PR #432, opened 2022-04-04
Issue 24 - on every new git tag, build a Docker image with tag matching git tag without leading v, and also tag it as latest

seeforschauer:
https://github.com/FerretDB/FerretDB/issues/70
https://github.com/FerretDB/github-actions/issues/24

tested on https://github.com/seeforschauer/FerretDB/pull/5


seeforschauer:
not now

Issue #371, opened 2022-03-20
Large numbers are not compared correctly


AlekSi:
float64 and int64 numbers greater than 2^53 (or less than -2^53) can't be compared by converting them to float64: https://go.dev/play/p/tYJkQoHGr4I

PR #440, opened 2022-04-04
Support `$mod` evaluation query operator

### LINKED ISSUE #406: Support `$mod` evaluation query operator
Support `$mod` evaluation query operator for all data types.

fenogentov:
Closes #406.


internal/handlers/common/filter.go
```diff
@@ -458,3 +465,62 @@ func filterFieldExprBitsAnySet(fieldValue, maskValue any) (bool, error) {
...
+
+	return true, nil
+}
+
+func toInt64(val any) (int64, error) {
+
+	switch v := val.(type) {
+	case float64:
+		return int64(v), nil
+	case float32:
```
AlekSi, line 505: Most of those types are not possible; only 3 numerics types are allowed: float64, int32, int64. See there: https://github.com/FerretDB/FerretDB/blob/main/internal/types/types.go

AlekSi (commented):
For the integration test please do something similar to https://github.com/FerretDB/FerretDB/blob/main/integration/query_array_test.go

seeforschauer (changes requested):
could you please also add some tests?

integration/query_evalution_test.go
```diff
@@ -0,0 +1,164 @@
...
+	"testing"
+
+	"github.com/stretchr/testify/assert"
+	"github.com/stretchr/testify/require"
+	"go.mongodb.org/mongo-driver/bson"
+	"go.mongodb.org/mongo-driver/mongo"
+)
+
+func TestEvalMod(t *testing.T) {
+	//	t.Parallel()
```
AlekSi, line 13: It might be easier to run tests with `go test -parallel=1 run=TestEvalMod` than do temporary modifications in code

internal/handlers/common/filter.go
```diff
@@ -452,3 +459,47 @@ func filterFieldExprBitsAnySet(fieldValue, maskValue any) (bool, error) {
...
+
+	if field%div != rem {
+		return false, nil
+	}
+
+	return true, nil
+}
+
+// toInt64 ...
+func toInt64(val any) (int64, error) {
```
AlekSi, line 494: I'm not sure, but you might want to use existing `GetWholeNumberParam` function

fenogentov: There is a condition in the `GetWholeNumberParam` function
```
if value != math.trunc(value) || math.IsNaN(value) || math.IsInf(value, 0) {
   return 0, errNotWholeNumber
}
```
float, for example 234.5, the function does not consider this value as a number

The `$mod` operator behaves a little differently - the float value is rounded up to 234.5 -> 234.

seeforschauer (dismissed):
t.Parallel is left to be left

internal/handlers/common/filter.go
```diff
@@ -452,3 +460,67 @@ func filterFieldExprBitsAnySet(fieldValue, maskValue any) (bool, error) {
...
+	if arr.Len() < 2 {
+		return false, NewErrorMsg(ErrBadValue, `malformed mod, not enough elements`)
+	}
+	if arr.Len() > 2 {
+		return false, NewErrorMsg(ErrBadValue, `malformed mod, too many elements`)
+	}
+
+	div, err := toInt64(must.NotFail(arr.Get(0)))
+	if err != nil {
+		switch err {
```
w84thesun, line 481: We could move this switch to `internal/handlers/common/error.go` with name like `formatFieldModError`. It would make this function a bit smaller.

AlekSi: But that function will not be shared, so why extract it?

internal/handlers/common/filter.go
w84thesun: We could call it `getModParam` then and move to `internal/handlers/common/params.go`

internal/handlers/common/filter.go
w84thesun: I get your point, we could leave it as is.
My point is that this
```go
if err != nil {
	return false, formatFieldModError(err)
}
```
is easier to read rather then
```go
if err != nil {
	switch err {
	case errUnexpectedType:
		return false, NewErrorMsg(ErrBadValue, `malformed mod, divisor not a number`)
	case errNotWholeNumber:
		return false, NewErrorMsg(ErrBadValue, `malformed mod, divisor value is invalid :: caused by :: `+
			`Unable to coerce NaN/Inf to integral type`)
	default:
		return false, err
	}
}
```

AlekSi: Sure. Because that code translates `toInt64` errors to protocol errors. If we move both functions inside, there will be no error translation code at all. The resulting code will be both shorter and easier to read because the reader will not have a need to jump to the `toInt64` definition to see what errors it returns.

AlekSi (dismissed):

integration/query_evalution_test.go
```diff
@@ -0,0 +1,166 @@
...
+		bson.D{{"_id", "float64_2"}, {"value", float64(114.99)}},
+		bson.D{{"_id", "float64_3"}, {"value", float64(115.5)}},
+		bson.D{{"_id", "int64_1"}, {"value", int64(141)}},
+		bson.D{{"_id", "int64_2"}, {"value", int64(151)}},
+		bson.D{{"_id", "int64_3"}, {"value", int64(161)}},
+		bson.D{{"_id", "int32_1"}, {"value", int32(177)}},
+		bson.D{{"_id", "int32_2"}, {"value", int32(178)}},
+		bson.D{{"_id", "int32_3"}, {"value", int32(179)}},
+		bson.D{{"_id", "nil"}, {"value", nil}},
+		bson.D{{"_id", "string"}, {"value", "12"}},
```
AlekSi, line 28: May you please add tests where the value is a weird number: ±Infinity, NaN, `math.MaxFloat64`, `math.SmallestNonzeroFloat64`, `math.MinInt64`? I suspect there might be a problem with large float64 -> int64 conversion (#371)

AlekSi (commented):
Please add tests as mentioned

fenogentov:
> Please add tests as mentioned

Yes. Soon

AlekSi (commented):

integration/query_evalution_test.go
```diff
@@ -0,0 +1,166 @@
...
+	} {
+		name, tc := name, tc
+		t.Run(name, func(t *testing.T) {
+			t.Parallel()
+
+			var actual []bson.D
+			cursor, err := collection.Find(ctx, tc.q)
+			if tc.err != nil {
+				require.Nil(t, tc.expectedIDs)
+				require.Equal(t, tc.err, err)
```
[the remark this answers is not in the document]
fenogentov: ok

internal/handlers/common/filter.go
```diff
@@ -486,3 +494,66 @@ func filterFieldExprBitsAnySet(fieldValue, maskValue any) (bool, error) {
...
+	case int64:
+		remainder = r
+	case float64:
+		if math.IsNaN(r) || math.IsInf(r, 0) {
+			return false, NewErrorMsg(ErrBadValue, `malformed mod, remainder value is invalid :: caused by :: `+
+				`Unable to coerce NaN/Inf to integral type`)
+		}
+		remainder = int64(r)
+	default:
+		return false, NewErrorMsg(ErrBadValue, `malformed mod, remainder not a number`)
```
seeforschauer, line 551:
```suggestion
		return false, NewErrorMsg(ErrBadValue, `malformed mod, remainder is not a number`)
```

internal/handlers/common/filter.go
```diff
@@ -486,3 +494,66 @@ func filterFieldExprBitsAnySet(fieldValue, maskValue any) (bool, error) {
...
+	case int64:
+		divisor = d
+	case float64:
+		if math.IsNaN(d) || math.IsInf(d, 0) {
+			return false, NewErrorMsg(ErrBadValue, `malformed mod, divisor value is invalid :: caused by :: `+
+				`Unable to coerce NaN/Inf to integral type`)
+		}
+		divisor = int64(d)
+	default:
+		return false, NewErrorMsg(ErrBadValue, `malformed mod, divisor not a number`)
```
seeforschauer, line 536:
```suggestion
		return false, NewErrorMsg(ErrBadValue, `malformed mod, divisor is not a number`)
```

internal/handlers/common/filter.go
```diff
@@ -486,3 +494,66 @@ func filterFieldExprBitsAnySet(fieldValue, maskValue any) (bool, error) {
...
+	}
+
+	switch d := must.NotFail(arr.Get(0)).(type) {
+	case int32:
+		divisor = int64(d)
+	case int64:
+		divisor = d
+	case float64:
+		if math.IsNaN(d) || math.IsInf(d, 0) {
+			return false, NewErrorMsg(ErrBadValue, `malformed mod, divisor value is invalid :: caused by :: `+
```
seeforschauer, line 531: what are `::`s? I mean, do we do really need them?

seeforschauer (changes requested):
comments + would you be so kind to use `assertEqualError` in tests

internal/handlers/common/filter.go
AlekSi: All those error messages are the same as returned by MongoDB; we want to use the same for compatibility, at least for now

fenogentov: Yes. errors copied from mongodb

seeforschauer (changes requested):
would you be so kind to add weird numbers such as  ±Infinity, NaN-s  in the test data set to see how they are being processed with this new code? Thank you

fenogentov:
> 		bson.D{{"_id", "NaN"}, {"value", math.NaN}},

`-test.shuffle 1650280464648790621
2022-04-18T14:14:24.658+0300	INFO	debug	debug/debug.go:59	Starting debug server on http://127.0.0.1:43049/
--- FAIL: TestEvalutionMod (0.16s)
    query_evalution_test.go:62: 
        	Error Trace:	query_evalution_test.go:62
        	            	cannot transform type primitive.D to a BSON Document: no encoder found for func() float64
        	Test:       	TestEvalutionMod
    setup.go:116: Keeping database "testevalutionmod" and collection "testevalutionmod" for debugging.
FAIL
coverage: 7.7% of statements in ../...
exit status 1
FAIL	github.com/FerretDB/FerretDB/integration	0.779s`

AlekSi:
@fenogentov `math.NaN` is a function, it should be called: `math.NaN()`

integration/query_evalution_test.go
```diff
@@ -0,0 +1,401 @@
...
+		bson.D{{"_id", "MinInt64"}, {"value", math.MinInt64}},
+		bson.D{{"_id", "MinInt64_float"}, {"value", float64(math.MinInt64)}},
+		bson.D{{"_id", "MinInt64_minus"}, {"value", float64(math.MinInt64 - 1)}},
+		bson.D{{"_id", "MinInt64_overflowVerge"}, {"value", -9.223372036854776832e+18}},
+		bson.D{{"_id", "MinInt64_overflow"}, {"value", -9.223372036854776833e+18}},
+	})
+	require.NoError(t, err)
+
+	for name, tc := range map[string]struct {
+		q           bson.D
```
seeforschauer, line 65: would you be so kind to rename `q` to `filter`  to match other places where we use this kind of entity? Thank you.

seeforschauer (approved):

AlekSi (approved):

AlekSi:
Thank you!

PR #441, opened 2022-04-05
Integration tests improvements

### LINKED ISSUE #411: Integration tests improvements
- [x] Improve logging
- [x] Add test data for documents and arrays
- [x] Add custom `assertEqual` with NaN handling

AlekSi:
Add test data for documents and arrays.
Fix NaNs comparision.

Closes #411.

### DIFF
--- a/integration/helpers.go
+++ b/integration/helpers.go
@@ -20,7 +20,89 @@ import (
 
 	"github.com/stretchr/testify/require"
 	"go.mongodb.org/mongo-driver/bson"
+	"go.mongodb.org/mongo-driver/bson/primitive"
+
+	"github.com/FerretDB/FerretDB/internal/types"
+	"github.com/FerretDB/FerretDB/internal/util/testutil"
 )
+
+// convert converts given driver value (bson.D, bson.A, etc) to FerretDB types package value.
+//
+// It then can be used with all types helpers such as testutil.AssertEqual.
+func convert(t testing.TB, v any) any {
+	t.Helper()
+
+	switch v := v.(type) {
+	// composite types
+	case primitive.D:
+		doc := types.MustNewDocument()
+		for _, e := range v {
+			doc.Set(e.Key, convert(t, e.Value))
+		}
+		return doc
+	case primitive.A:
+		arr := types.MakeArray(len(v))
+		for _, e := range v {
+			arr.Append(convert(t, e))
+		}
+		return arr
+
+	// scalar types (in the same order as in types package)
+	case float64:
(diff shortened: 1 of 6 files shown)


integration/helpers.go
```diff
@@ -20,8 +20,90 @@ import (
 
 	"github.com/stretchr/testify/require"
 	"go.mongodb.org/mongo-driver/bson"
+	"go.mongodb.org/mongo-driver/bson/primitive"
+
+	"github.com/FerretDB/FerretDB/internal/types"
+	"github.com/FerretDB/FerretDB/internal/util/testutil"
 )
 
+// convert converts given driver value (bson.D, bson.A, etc) to FerretDB types package value.
```
seeforschauer, line 29: :+1:

integration/helpers.go
```diff
@@ -20,8 +20,90 @@ import (
...
+		}
+	case int32:
+		return v
+	case primitive.Timestamp:
+		return types.Timestamp(uint64(v.I)<<32 + uint64(v.T))
+	case int64:
+		return v
+	default:
+		t.Fatalf("unexpected type %T", v)
+		panic("not reached")
```
seeforschauer, line 79: test fatal should fail, isn't it? it's not fails?

integration/query_comparision_test.go
```diff
@@ -15,25 +15,43 @@
...
+			t.Parallel()
+
+			var actual []bson.D
+			cursor, err := collection.Find(ctx, bson.D{{"_id", bson.D{{"$eq", id}}}}, opts)
+			require.NoError(t, err)
+
+			err = cursor.All(ctx, &actual)
+			require.NoError(t, err)
+			require.Len(t, actual, 1)
+			assertEqualDocuments(t, expected, actual[0])
```
seeforschauer, line 53: actual[0] - the first only? then should the limit be added to the Find query options? it won't fail if there are will be more than 1 elements in actual.

integration/helpers.go
AlekSi: It does fail, but compile is not smart enough to understand that return is not needed there
```
./helpers.go:81: missing return
```

I wanted to be sure that all cases have returns, so panic acts there as impossible [terminal statement](https://go.dev/ref/spec#Terminating_statements)

integration/query_comparision_test.go
AlekSi: The previous line ensures that there is exactly one element

seeforschauer (approved):

Issue #442, opened 2022-04-05
Bitwise operators behave differently


AlekSi:
While working on #417 I noticed that MongoDB and FerretDB behave differently on the first test I wrote. See #443.

We should port tests from handler_test.go and dance, and fix the difference in behavior.

PR #443, opened 2022-04-05
Add test stub for bitwise operators

AlekSi:
Refs #442.
Refs #417.


AlekSi:
@w84thesun PTAL at this one and #442

PR #445, opened 2022-04-05
Transfer existing comparison tests

ribaraka:
Refs #417.


integration/query_comparision_test.go
```diff
@@ -15,48 +15,235 @@
...
+		"EqDoubleNaN": {
+			q:           bson.D{{"value", bson.D{{"$eq", math.NaN()}}}},
+			expectedIDs: []any{"double-nan"},
+		},
+		"EqNegativeZero": {
+			q:           bson.D{{"value", bson.D{{"$eq", math.Copysign(0, -1)}}}},
+			expectedIDs: []any{"double-negative-zero", "double-zero", "int32-zero", "int64-zero"},
+		},
+
+		"EqString": {
```
seeforschauer, line 74: empty line - another block of what?  here and below.

integration/query_comparision_test.go
```diff
@@ -15,48 +15,235 @@
...
 	"github.com/stretchr/testify/require"
 	"go.mongodb.org/mongo-driver/bson"
+	"go.mongodb.org/mongo-driver/bson/primitive"
 	"go.mongodb.org/mongo-driver/mongo/options"
 
 	"github.com/FerretDB/FerretDB/integration/shareddata"
 )
 
-func TestQueryComparisionEq(t *testing.T) {
+func TestQueryComparisonEq(t *testing.T) {
```
seeforschauer, line 31: shall we have amount of tests to be passed also? 
then it would be clear how many tests were added / deleted. WDYT?

AlekSi: All integration tests must pass. No need to track the count. What we should track is test coverage on codecov.io

integration/query_comparision_test.go
AlekSi: The separation of types, I think.

But then the one above should be `EqDoubleNegativeZero`, with "Double" in the middle

ribaraka: Another block of data type. If it's redundunt, I will delete empty lines.

AlekSi: I don't have a strong opinion there, but maybe try to add them as separate top-level tests? One reason we want to move away from the previous handlers tests is that one huge table is hard to maintain

seeforschauer: well then empty lines might be useful when we'll think of dividing tests into groups and subgroups.

AlekSi (approved):

PR #446, opened 2022-04-05
Add `$exists` operator

w84thesun:


integration/query_element_test.go
```diff
@@ -0,0 +1,105 @@
...
+		},
+		"query-nan-field": {
+			q:           bson.D{{"nan", bson.D{{"$exists", true}}}},
+			expectedIDs: []any{"nan"},
+		},
+		"query-exists-false": {
+			q:           bson.D{{"field", bson.D{{"$exists", false}}}},
+			expectedIDs: []any{"empty-array", "nan", "null", "string"},
+		},
+		"query-non-bool": {
```
w84thesun, line 72: I made some tests and looks like mongo returns all documents when we pass non bool value. It's a strange behavior but I decided to stick with it for now. As I mentioned earlier mongo shell returns error like `exists must be a boolean`.

integration/query_element_test.go
```diff
@@ -0,0 +1,105 @@
...
+	"github.com/stretchr/testify/assert"
+	"github.com/stretchr/testify/require"
+	"go.mongodb.org/mongo-driver/bson"
+)
+
+func TestExistsOperator(t *testing.T) {
+	t.Parallel()
+	ctx, collection := setup(t)
+
+	_, err := collection.InsertMany(ctx, []any{
```
seeforschauer, line 30: When running this test multiple times it would add data to the same container and following tests will fail bcz data is duplicated and IDs are repeated. Maybe, remove data on exit?

w84thesun: How do you ran it? Did you get any errors during those runs? Removing tests data is already handled in `integration/setup.go`. It looks like there some bug or something.

seeforschauer (approved):

internal/handlers/common/filter.go
```diff
@@ -150,13 +163,18 @@ func filterOperator(doc *types.Document, operator string, filterValue any) (bool
 }
 
 // filterFieldExpr handles {field: {expr}} filter.
-func filterFieldExpr(fieldValue any, expr *types.Document) (bool, error) {
+func filterFieldExpr(fieldValue any, expr *types.Document, fieldExist bool) (bool, error) {
```
AlekSi, line 166: `expr` and `fieldExist` describe the same thing there.

I think the right fix could be replace `fieldValue` with `field` and get `fieldValue` inside the function if needed. So, for example, if our document is `{"foo": "bar"}` and our query is `{"foo": {"$exists": true}}`, `fieldValue` would be "bar", but we really need "foo", so let's pass field itself instead of its value.

internal/handlers/common/filter.go
```diff
@@ -53,26 +53,39 @@ func filterDocumentPair(doc *types.Document, filterKey string, filterValue any)
...
 	if err != nil {
-		return false, nil // no error - the field is just not present
+		fieldExist = false
 	}
 
 	switch filterValue := filterValue.(type) {
 	case *types.Document:
 		// {field: {expr}}
-		return filterFieldExpr(docValue, filterValue)
+		return filterFieldExpr(docValue, filterValue, fieldExist)
```
AlekSi, line 65: So pass `filterKey` instead of `docValue` as the first argument there and in all other invocations

internal/handlers/common/filter.go
w84thesun: I tried to do so but we actually need "bar" part almost everywhere to made comparison. So we can't just replace `fieldValue` with `filterKey`

AlekSi: Let's pass the document, field and expr then. From document and field we can always get the value for that field in that document

w84thesun: Yeah, I did it for ‘filterFieldExpr’, for the rest two cases I got the document value.

internal/handlers/common/filter.go
```diff
@@ -278,6 +290,13 @@ func filterFieldExpr(fieldValue any, expr *types.Document) (bool, error) {
 				return false, err
 			}
 
+		case "$exists":
+			// {field: {$exists: boolean}}
```
AlekSi, line 294: This comment doesn't match code – the value there is not boolean

internal/handlers/common/filter.go
```diff
@@ -452,3 +471,20 @@ func filterFieldExprBitsAnySet(fieldValue, maskValue any) (bool, error) {
 
 	return true, nil
 }
+
+// filterFieldExprExists handles {field: {$exists: value}} filter.
+func filterFieldExprExists(fieldExist bool, exprValue any) (bool, error) {
+	expr, ok := exprValue.(bool)
+	if !ok {
+		return true, nil
```
AlekSi, line 479: Without comment that looks like a typo

internal/handlers/common/filter.go
```diff
@@ -53,26 +53,32 @@ func filterDocumentPair(doc *types.Document, filterKey string, filterValue any)
...
+			// not an error, just no such field
+			return false, nil
+		}
 		return filterFieldRegex(docValue, filterValue)
 
 	default:
 		// {field: value}
+		docValue, err := doc.Get(filterKey)
+		if err != nil {
+			// not an error, just no such field
```
AlekSi, line 78: May you please check that we have tests for `{"no_such_field": null}`?

internal/handlers/common/filter.go
```diff
@@ -150,13 +156,19 @@ func filterOperator(doc *types.Document, operator string, filterValue any) (bool
...
+func filterFieldExpr(doc *types.Document, filterKey string, expr *types.Document) (bool, error) {
 	for _, exprKey := range expr.Keys() {
 		if exprKey == "$options" {
 			// handled by $regex
 			continue
 		}
 
+		fieldValue, err := doc.Get(filterKey)
+		if err != nil && exprKey != "$exists" {
+			// exit when not $exists filter and no such field
```
AlekSi, line 168: May you please check that we have tests for `{"no_such_field": {"$eq": null}}`?

internal/handlers/common/filter.go
w84thesun: That's just MongoDB behavior. 😄

AlekSi: I understand that. But there should be a comment

w84thesun: Sure, I'll add one.

integration/query_element_test.go
```diff
@@ -0,0 +1,105 @@
...
+		name, tc := name, tc
+		t.Run(name, func(t *testing.T) {
+			t.Parallel()
+
+			db := collection.Database()
+			cursor, err := db.RunCommandCursor(ctx,
+				bson.D{
+					{"find", collection.Name()},
+					{"filter", tc.q},
+				})
```
AlekSi, line 86:
```suggestion
			cursor, err := db.RunCommandCursor(ctx, bson.D{
				{"find", collection.Name()},
				{"filter", tc.q},
			})
```

Please use this indentation style everywhere

integration/query_element_test.go
```diff
@@ -0,0 +1,105 @@
...
+		bson.D{{"_id", "null"}, {"null", nil}},
+		bson.D{{"_id", "string"}, {"value", "12"}},
+		bson.D{{"_id", "two-fields"}, {"value", "12"}, {"field", 42}},
+	})
+	require.NoError(t, err)
+
+	for name, tc := range map[string]struct {
+		q           bson.D
+		expectedIDs []any
+		err         error
```
AlekSi, line 42: That field is unsed, let's remove it

integration/query_element_test.go
w84thesun: Ok, I will. Fixed

integration/query_element_test.go
w84thesun: Fixed

PR #452, opened 2022-04-06
Add support for `$gte`, `$lt`, `$lte` operators

ribaraka:
Refs #251.

### DIFF
--- a/integration/query_comparision_test.go
+++ b/integration/query_comparision_test.go
@@ -213,7 +213,7 @@ func TestQueryComparisonGt(t *testing.T) {
 		},
 
 		"GtEmptyString": {
-			q:           bson.D{{"value", bson.D{{"$gt", "boo"}}}},
+			q:           bson.D{{"value", bson.D{{"$gt", ""}}}},
 			expectedIDs: []any{"array-three", "string"},
 		},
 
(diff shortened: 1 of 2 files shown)


w84thesun (approved):

integration/query_comparision_test.go
```diff
@@ -265,13 +265,247 @@ func TestQueryComparisonGt(t *testing.T) {
...
+			q:           bson.D{{"value", bson.D{{"$lt", primitive.Timestamp{T: 41, I: 13}}}}},
+			expectedIDs: []any{"timestamp-i"},
+		},
+		"LtNull": {
+			q:           bson.D{{"value", bson.D{{"$lt", nil}}}},
+			expectedIDs: []any{},
+		},
+	} {
+		name, tc := name, tc
+		t.Run(name, func(t *testing.T) {
```
seeforschauer, line 415: this can be extracted to a function, WDYT?

AlekSi: Yes, it can be extracted to a helper function to DRY things. Then another test might need a slightly tweaked version of that function, so we just one small addition parameter and one small `if`… And then we end up just like we did in `dance` or `handlers_test.go` that tests everything in one giant test with a lot of branching. We want to avoid that.

So here we don't want to DRY things too much. A few lines copied across several tests there are fine.

AlekSi (approved):

PR #454, opened 2022-04-07
fix integration go mod

seeforschauer:


w84thesun (approved):

AlekSi (changes requested):
Overall, I don't think this is right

....

■ **Assignment**
Your answer should reproduce each line of the listing that holds the word "files".

■ **Output of the task**
(diff shortened: 1 of 6 files shown)
(diff shortened: 1 of 2 files shown)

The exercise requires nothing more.